Until the Pennsylvania Railroad built Pennsylvania Station in Manhattan and tunneled under the Hudson River, all New York-bound rail lines from the west terminated at the New Jersey shoreline of New York Harbor. Accordingly, a number of independent and railroad-affiliated ferry companies provided passenger and light freight service across the harbor. One particular type of ferryboat, the "double-ender," was especially common in New York Harbor.

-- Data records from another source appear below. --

Issue #3069, opened 2023-05-15
Update grpc lib to 1.55.0+


mstoykov:
## What?

Update grpc dependancy to v1.55.0+

## What is the problem

https://github.com/grpc/grpc-go/pull/6164 basically breaks all our grpc tests. While replacign with the new import works for big percentage of them some also require the proto file which is now not in the repo.

## Appendum:
github.com/golang/protobuf
google.golang.org/protobuf
github.com/jhump/protoreflect

Also should be updated but I prefer to do it with the big gRPC lib just in case there is something funky.

PR #3075, opened 2023-05-17
GRPC dependencies updates

olegbespalov:
# What?

This PR brings updates of the dependencies with the fixes (see commits breakdown):
* the first fix is to frizes the grpc testing proto as the k6 package, which removes the hard coupling to the dependency version and unlocks updating of the dependencies
* second fix is also around the logic in tests that could cause the issue with newer versions of the `github.com/jhump/protoreflect`

# Why?

Closes: #3069


lib/netext/grpcext/conn_test.go
```diff
@@ -259,9 +259,17 @@ func (m *getServiceFileDescriptorMock) Recv() (*reflectpb.ServerReflectionRespon
...
+	path := "any-path"
 	parser := protoparse.Parser{
 		InferImportPaths: false,
 		Accessor: protoparse.FileAccessor(func(filename string) (io.ReadCloser, error) {
+			// a small hack to make sure we are parsing the right file
+			// otherwise the parser will try to parse "google/protobuf/descriptor.proto"
+			// with exactly the same name as the one we are trying to parse for testing
+			if filename != path {
+				return nil, nil
+			}
```
mstoykov, line 271: Why is it trying to load a different file?

mstoykov (approved):
LGTM! although I feel like we now have 3 different packages with protosets and am not certain if we should have 3 different ones :shrug:

imiric (approved):
I didn't go through the vendored changes, but the ones in our repo look good. :+1: Besides that hack that Mihail mentioned, which is not very clear.

Do you know what happened to the `test.proto` file after it was deleted in https://github.com/grpc/grpc-go/pull/6164? Is it now embedded in the generated `pb.go` files? I couldn't figure out from the PR how they're testing with the new package.

It sucks that we now have to maintain `grpc_testing` ourselves, but it's better to have control over it, and we're forced to anyway :-/

lib/netext/grpcext/conn_test.go
olegbespalov: It's coming from the library update https://github.com/bufbuild/protocompile/commit/7c5114ee37b44b274e401c07b53f3fbfadf81dbb

olegbespalov:
>Do you know what happened to the test.proto file after it was deleted in https://github.com/grpc/grpc-go/pull/6164? Is it now embedded in the generated pb.go files? I couldn't figure out from the PR how they're testing with the new package.

Well, yeah, it seems like the source proto file was just deleted, we could maybe check with authors (or maybe just open the PR to them)

https://github.com/grpc/grpc-go/blob/master/interop/grpc_testing/test.pb.go#L22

Steam navigation met its first commercial success in New York Harbor, with the voyage of Robert Fulton's North River Steamboat (Clermont) from New York to Albany in 1807. Four years later, in 1811, John Stevens inaugurated what is thought to be the world's first steam ferry service on the Hudson River between Hoboken and Manhattan with the vessel Juliana. The first American double-ended ferries appeared the following year with the paddle-wheelers Jersey and York of Robert Fulton's York & Jersey Steamboat Ferry Company. Excellent for transporting vehicles, the double-enders were well adapted to New York Harbor, where there was considerable demand for speed and efficiency (vehicles could drive on and off from either end, and time-consuming turns were not necessary). It has been estimated that over 400 double-ended ferries operated in New York Harbor during the nineteenth and twentieth centuries. The peak years were 1906-1908 when approximately 150 double-ended ferries were in service in the harbor.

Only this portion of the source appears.